Joe DeCamillis was the final piece of the puzzle. A coach that commands respect and inspires the entire team, not just his special teams squad. His presence on the sideline last season had a resounding effect on every single player on the Dallas Cowboys, an inspiring coach who knows how to get the most out of every single one of his players.
Jerry knew that he had to change the overall attitude of his team for the Cowboys to be successful, and it paid off last season with the first playoff win for Dallas since 1996.
The Cowboys have proven this offseason that the lessons they learned last year have stuck, and that they are intent on maintaining that perfect attitude that every successful team has. No doubt that this is a supremely confident team, but also one filled with players who understand what happens when you aren't ready to fight and to earn on the field the right to make it out of the regular season.

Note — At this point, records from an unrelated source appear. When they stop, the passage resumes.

PR #942, opened 2021-05-13
Changes variable names in ADC kernel to prevent redeclaration of `str`

obackhouse:
The `str` function is reassigned to a string in the ADC kernel, leading to an exception when the `str` function is called if `nfalse >= 1` is met. This PR changes the variable to `header` and the same in the `analyze` function for good measure.


ssh2 (approved):
Thanks for spotting this! This looks good to me.

PR #943, opened 2021-05-15
Fix atomic initial guess if multiple elements have ecp

sunqm:


zhcui (approved):
I checked this patch and it resolves my previous issue.

fishjojo (approved):

PR #945, opened 2021-05-18
Accelerating sgx module

kylebystrom:
Using the new grids integrals added with #930, this PR significantly accelerates the sgx module with faster integral evaluation as well as the option of P-junction screening.

In particular, my implementation has two screening steps, S-junction and P-junction, whereas the CVHFOpt struct only has one screening function member. Currently, I just hard coded in the use of SGXnr_pj_screen, but it might be better to let that choice of screening function be changed. I would appreciate any thoughts on how to best implement this.

Update: I added a couple fixes for issues with the original revisions to SGX, namely:
- Added the direct_scf_sgx key to SGXHF to avoid "does not have attribute" warning.
- Take absolute value of grid weights in P-junction screening step in case they are negative.
- Added an example for P-junction screening with a larger molecule (dodecane).
- Moved the warning and correction issued when dfj=False and pjs=True from pre_kernel to build, in case the object is used without the SCF loop
- Added `rebuild_nsteps` parameter to reset the direct JK matrix construction every `rebuild_nsteps` SCF steps, which helps avoid numerical error.

I have attached a couple of figures summarizing speedups compared to the previous SGX version and analytical exchange.
image
image

One notable occurrence is that the speedup decreases going from octane (26 atoms) with q-zeta basis to the "cubane" (80 atoms) with t-zeta basis. I still need to investigate whether this is due to COSX being less efficient for the structure/basis, other routines taking up more runtime, or SGX P-junction screening being less efficient than for the analytical routine. If the latter, I would like to improve it if possible.


leebo-2020:
Could you show your input? thank you

leebo-2020 (approved):

kylebystrom:
This PR is ready for a review now. I have a couple questions that I would appreciate feedback on:
- Do you have any thoughts on the P-junction screening and general code structure? The P-junction screening follows the Neese et al. COSX implementation, which has the flaw of being dependent on the grid density (all integrals would get screened for an infinitely dense grid). I can implement a different one if that would be preferable. The current P-junction screening function is also currently hard-coded rather than being passed through the optimizer object. P-junction screening is off by default.
- When P-junction screening is turned on, dfj is set to True automatically in the pre_kernel call, since P-junction screening and COS Coulomb are incompatible. Is this good practice or should the code issue a user warning instead?

susilehtola:
The Ochsenfeld group has just pointed out that one doesn't even need double precision for seminumerical exchange!

http://doi.org/10.1063/5.0045084

leebo-2020 (approved):

pyscf/lib/vhf/nr_sgx_direct.c
```diff
@@ -35,138 +36,223 @@ typedef struct {
...
+        }
+        IntorEnvs envs = {natm, nbas, atm, bas, tmp_env, shls_slice, ao_loc, NULL,
+                          cintopt, ncomp};
         SGXJKArray *v_priv[n_dm];
         for (i = 0; i < n_dm; i++) {
-                v_priv[i] = jkop[i]->allocate(shls_slice, ao_loc, ncomp);
+                v_priv[i] = jkop[i]->allocate(shls_slice, ao_loc, ncomp, env[NGRIDS]);
         }
-        double *buf = malloc(sizeof(double) * di*di*ncomp);
+        double *buf = malloc(sizeof(double) * env[NGRIDS]*di*di*ncomp);
```
sunqm, line 239: do not use env[NGRIDS] here, it's wrong type

pyscf/lib/vhf/nr_sgx_direct.c
```diff
@@ -35,138 +36,223 @@ typedef struct {
...
+        double* tmp_env = (double*) malloc(env_size * sizeof(double));
+        for (i = 0; i < env_size; i++) {
+            tmp_env[i] = env[i];
+        }
+        IntorEnvs envs = {natm, nbas, atm, bas, tmp_env, shls_slice, ao_loc, NULL,
+                          cintopt, ncomp};
         SGXJKArray *v_priv[n_dm];
         for (i = 0; i < n_dm; i++) {
-                v_priv[i] = jkop[i]->allocate(shls_slice, ao_loc, ncomp);
+                v_priv[i] = jkop[i]->allocate(shls_slice, ao_loc, ncomp, env[NGRIDS]);
```
sunqm, line 237: do not use env[NGRIDS] here, it's wrong type

pyscf/lib/vhf/nr_sgx_direct.c
```diff
@@ -35,138 +36,223 @@ typedef struct {
...
+                        grids[3*tmp_ngrids+2] = all_grids[3*k+2];
+                        inds[tmp_ngrids] = k;
+                        tmp_ngrids++;
+                }
+                env[NGRIDS] = tmp_ngrids;
+        }
+
+        int grid0, grid1;
+        const int dims[] = {ao_loc[ish+1]-ao_loc[ish], ao_loc[jsh+1]-ao_loc[jsh], tmp_ngrids};
+        for (grid0 = 0; grid0 < env[NGRIDS]; grid0 += BLKSIZE) {
```
sunqm, line 170: env[NGRIDS] has wrong type. use tmp_ngrids instead of env[NGRIDS]

pyscf/scf/_vhf.py
```diff
@@ -147,8 +147,66 @@ def get_dm_cond(self, shape=None):
...
+                fsetdm = getattr(libcvhf, self._dmcondname)
+            if self._dmcondname == 'SGXsetnr_direct_scf_dm':
+                fsetdm(self._this,
+                       dm.ctypes.data_as(ctypes.c_void_p), ctypes.c_int(n_dm),
+                       ao_loc.ctypes.data_as(ctypes.c_void_p),
+                       c_atm.ctypes.data_as(ctypes.c_void_p), natm,
+                       c_bas.ctypes.data_as(ctypes.c_void_p), nbas,
+                       c_env.ctypes.data_as(ctypes.c_void_p),
+                       ctypes.c_int(ngrids),
+                       ctypes.c_int(0 if self.is_allocd else 1))
```
sunqm, line 184: is_allocd is not needed. we can test if dm_cond is allocated with (dm_cond == NULL)

pyscf/sgx/sgx_jk.py
```diff
@@ -246,31 +250,37 @@ def batch_nuc(mol, grid_coords, out=None):
...
-        atm, bas, env = gto.mole.conc_env(mol._atm, mol._bas, mol._env,
-                                          fakemol._atm, fakemol._bas, fakemol._env)
+    def jk_part(mol, grid_coords, dms, fg, weights):
+        if pjs:
+            sgxopt.set_dm(fg/numpy.sqrt(weights[None,:]), mol._atm, mol._bas, mol._env)
+            #sgxopt.set_dm(fg, mol._atm, mol._bas, mol._env)
+        atm, bas, env = mol._atm, mol._bas, mol._env
+        ngrids = grid_coords.shape[0]
+        env = numpy.append(env, grid_coords.ravel())
+        env[11] = ngrids
```
sunqm, line 277: env[gto.NGRIDS] = ngrids
env[gto.PTR_GRIDS] = mol._env.size

pyscf/sgx/sgx.py
```diff
@@ -109,26 +119,48 @@ def reset(self, mol=None):
...
+                self._last_vk = vk.copy()
+
+            else:
+                self._last_dm = numpy.asarray(dm)
+                vj, vk = with_df.get_jk(dm, hermi, self.opt, with_j, with_k,
+                                        self.direct_scf_tol, omega)
+
+            return vj, vk
 
         def post_kernel(self, envs):
```
sunqm, line 165: Also reset last_vj and last_vk in post_kernel

sunqm:
> The Ochsenfeld group has just pointed out that one doesn't even need double precision for all parts of seminumerical exchange. I wonder whether this would imply any performance benefits in PySCF
> 
> http://doi.org/10.1063/5.0045084

I believe it's a good point to test after merging this PR.

sunqm:
> This PR is ready for a review now. I have a couple questions that I would appreciate feedback on:
> 
> * Do you have any thoughts on the P-junction screening and general code structure? The P-junction screening follows the Neese et al. COSX implementation, which has the flaw of being dependent on the grid density (all integrals would get screened for an infinitely dense grid). I can implement a different one if that would be preferable. The current P-junction screening function is also currently hard-coded rather than being passed through the optimizer object. P-junction screening is off by default.
> * When P-junction screening is turned on, dfj is set to True automatically in the pre_kernel call, since P-junction screening and COS Coulomb are incompatible. Is this good practice or should the code issue a user warning instead?

I think the current structure is enough to support the basic non-relativistic J/K matrices. When considering more features, function signature and code structure may need to be restructured or optimized. IMO, we don't need to worry about it too early.

I think it's not bad to print a warning message about the P-junction issue in this version. We can remove the warning messages after we find better designs or architectures to smartly handle all these different screening conditions.

pyscf/lib/vhf/nr_sgx_direct.c
kylebystrom: Fixed by 4ef2ea7

pyscf/lib/vhf/nr_sgx_direct.c
kylebystrom: Fixed by 4ef2ea7

pyscf/lib/vhf/nr_sgx_direct.c
```diff
@@ -241,6 +328,41 @@ void SGXsetnr_direct_scf(CVHFOpt *opt, int (*intor)(), CINTOpt *cintopt,
         free(cache);
 }
 }
+
+void SGXsetnr_direct_scf_dm(CVHFOpt *opt, double *dm, int nset, int *ao_loc,
+                            int *atm, int natm, int *bas, int nbas, double *env,
+                            int ngrids, int alloc)
+{
+        nbas = opt->nbas;
+        if (1) {
```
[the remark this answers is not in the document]
kylebystrom: Fixed by 4ef2ea7

pyscf/lib/vhf/optimizer.c
```diff
@@ -25,13 +25,17 @@
...
+
 int int2e_sph();
 
 void CVHFinit_optimizer(CVHFOpt **opt, int *atm, int natm,
                         int *bas, int nbas, double *env)
 {
         CVHFOpt *opt0 = (CVHFOpt *)malloc(sizeof(CVHFOpt));
         opt0->nbas = nbas;
+        opt0->ngrids = 0;
+        opt0->pscreen = 0;
```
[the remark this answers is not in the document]
kylebystrom: Fixed by 4ef2ea7

pyscf/lib/vhf/nr_sgx_direct.c
kylebystrom: Note, I used ngrids here, not tmp_ngrids, which is only defined in a different scope.

pyscf/scf/_vhf.py
kylebystrom: Fixed by 4ef2ea7

pyscf/sgx/sgx_jk.py
kylebystrom: Fixed by 4ef2ea7

pyscf/sgx/sgx.py
kylebystrom: Fixed by 4ef2ea7

kylebystrom:
Thank you for the feedback @sunqm! I made the requested changes, and I am currently running a few linear octane calculations to double-check the P-junction screening one more time. Should I add a unit test with a really long molecule with a very small basis set to check P-junction screening in the test suite? That way it will check that the long-range screening works without excessive computational cost.

kylebystrom:
In addition to fixing the issues above, I did a couple more cleanup things:
- Added the direct_scf_sgx key to SGXHF to avoid "does not have attribute" warning.
- Take absolute value of grid weights in P-junction screening step in case they are negative.
- Added an example for P-junction screening with a larger molecule (dodecane).
- Moved the warning and correction issued when dfj=False and pjs=True from pre_kernel to build, in case the object is used without the SCF loop
I also signed myself up for the docs for this module. Should I complete those now or make a separate PR after this is merged?

kylebystrom:
It turns out that gcc 4 and 9 have incompatible approaches to shared const variables for openmp. gcc 4 does not allow specifying const variables in shared even when default(none) is used, while in gcc 9 it is necessary to specify const variables as shared when default(none) is used. I fixed this by changing ish0 and jsh0 to firstprivate; since it is only two int variables, both of which are const, this should not cause any overhead or make the code susceptible to bugs. See https://gcc.gnu.org/gcc-9/porting_to.html for details.

sunqm:
> Thank you for the feedback @sunqm! I made the requested changes, and I am currently running a few linear octane calculations to double-check the P-junction screening one more time. Should I add a unit test with a really long molecule with a very small basis set to check P-junction screening in the test suite? That way it will check that the long-range screening works without excessive computational cost.

Yes, please add unit test. The test pipeline will skip these tests if the test function has the decorator `@unittest.skip('.....')` or suffix "_skip" in the name of the test function. Should be sufficient to distinguish to the rest. In the future, they may be configured to run at different stages of development

sunqm:
> In addition to fixing the issues above, I did a couple more cleanup things:
> 
> * Added the direct_scf_sgx key to SGXHF to avoid "does not have attribute" warning.
> * Take absolute value of grid weights in P-junction screening step in case they are negative.
> * Added an example for P-junction screening with a larger molecule (dodecane).
> * Moved the warning and correction issued when dfj=False and pjs=True from pre_kernel to build, in case the object is used without the SCF loop
> 
> I also signed myself up for the docs for this module. Should I complete those now or make a separate PR after this is merged?

Please update your changes in this PR, especially the negative weights problem.

The documents for sgx was quite outdated.  Please update the document file user/sgx.rst of https://github.com/pyscf/pyscf.github.io. Next document-hackathon will focus on the program reference, and the docstring of the code. If that's not available yet, we can merge this PR and leave the program reference to next project.

sunqm (approved):

kylebystrom:
I updated the PR description with the updates listed above, added the P-junction screening unit test with a skip decorator and note about the computational cost, and opened PR 82 at https://github.com/pyscf/pyscf.github.io updating the user docs.

kylebystrom:
Based on the discussion on docs PR 82 (https://github.com/pyscf/pyscf.github.io/pull/82), I added a `rebuild_nsteps` feature for use with direct SGX construction to avoid creeping numerical error. I will add this to the PR description as well.

sunqm:
Can you merge the master branch to your local branch? The fail in github action should be fixed in latest updates.

kylebystrom:
I merged with master and pushed, but the CI workflow failed in the same place again, seemingly on routines unrelated to the SGX changes (https://github.com/kylebystrom/pyscf/runs/3454940355?check_suite_focus=true). The two failures were small numerical errors:
```
======================================================================
FAIL: test_with_df (test_dfccsd.KnownValues)
----------------------------------------------------------------------
  File "/home/runner/work/pyscf/pyscf/pyscf/cc/test/test_dfccsd.py", line 81, in test_with_df
    self.assertAlmostEqual(lib.finger(numpy.array(eris.oooo)), 4.962033460861587 , 12)
AssertionError: 4.962033460862377 != 4.962033460861587 within 12 places (7.895906151134113e-13 difference)

======================================================================
FAIL: test_update_amps1 (test_uccsd.KnownValues)
----------------------------------------------------------------------
  File "/home/runner/work/pyscf/pyscf/pyscf/cc/test/test_uccsd.py", line 415, in test_update_amps1
    self.assertAlmostEqual(lib.finger(t2[1]), -9675.767769478574, 7)
AssertionError: -9675.767769601576 != -9675.767769478574 within 7 places (1.2300188245717436e-07 difference)
```
Actually, it is a bit strange that these assertions fail in the first place; I thought assertAlmostEqual passed if the error was <1.5*10^-d, with d being the decimal place.

sunqm:
What about the current head of master branch? The relevant thresholds were loosened a little bit.

kylebystrom:
That worked! https://github.com/kylebystrom/pyscf/actions/runs/1180560641

susilehtola:
FWIW here's a new paper by Neese et al
https://aip.scitation.org/doi/full/10.1063/5.0058766

pyscf/scf/_vhf.py
```diff
@@ -147,8 +147,59 @@ def get_dm_cond(self, shape=None):
...
+        data = ctypes.cast(self._this.contents.dm_cond,
+                           ctypes.POINTER(ctypes.c_double))
+        return numpy.ctypeslib.as_array(data, shape=shape)
+    dm_cond = property(get_dm_cond)
+
+
 class _CVHFOpt(ctypes.Structure):
     _fields_ = [('nbas', ctypes.c_int),
+                ('ngrids', ctypes.c_int),
                 ('_padding', ctypes.c_int),
```
sunqm, line 203: The placeholder `_padding` can be removed now.

pyscf/lib/vhf/optimizer.h
```diff
@@ -20,6 +20,7 @@
 #define HAVE_DEFINED_CVHFOPT_H
 typedef struct CVHFOpt_struct {
     int nbas;
+    int ngrids;
     int _padding;
```
sunqm, line 24: `_padding` the placeholder can be removed

sunqm (approved):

Following such a successful season, with the immediate future so bright, this offseason has been one of the quietest for the Cowboys I can remember. The biggest fuss about the team this summer was over the decision to part ways with Ken Hamlin and Flozell Adams, two overpaid and underachieving veterans -- if that's all we have, then this team is in the right place moving forward.
Of course there was the Dez Bryant drama immediately after the draft, with Patrick Crayton and Sam Hurd acting out a bit after their egos were bruised. I'm sure that the national media was just foaming at the mouth, ready to pounce on any hint of controversy at Valley Ranch and for a week it seemed we were back in old times again. Yet I would venture to say that drama proved what is so great about this team; instead of dragging things out, Crayton and Hurd came to their senses and were there for all of the minicamps.
After yesterday's news that Dez Bryant was the first first-round draft pick to sign with his team, ensuring he would be there for the start of training camp this weekend, there was no more doubt in my mind that this Cowboys team has done everything imaginable to avoid the disappointment of the 2008 season.
Before he even took a snap in the NFL many were painting Bryant as the next T.O.; a talented but immature player who's off field issues overshadows his accomplishments on the field. Yet by making sure he's there from day one -- and likely being a bit underpaid in the process -- Bryant has shown that he's focused on the team and football, not the big paycheck.
This is essentially the exact same team from last season, and it could be argued that overall the Cowboys are even more talented. The Dallas Cowboys are heavy favorites to head to the Super Bowl and many are even saying that Romo has a good chance at MVP this season. Ordinarily, all of this praise would have me running for the hills in panic.
Yet the attitude is different. This is a focused team and it all starts with Romo. He was the guy who called Miles Austin and told him to get to Valley Ranch for workouts and to stop the nonsense in Los Angeles. He was the facilitator who brought Crayton and Hurd back to the team. He's now the unquestioned leader of the Dallas Cowboys, and he's as talented and as focused as he's ever been.
The Dallas Cowboys fans may be weary of all of the praise heaped upon this team, yet this season the Cowboys are prepared. This isn't a team that is just waiting for the Super Bowl, this is a team that is hungry for Week 1 and the Washington Redskins, and is focused on nothing else.
That's the perfect attitude to have.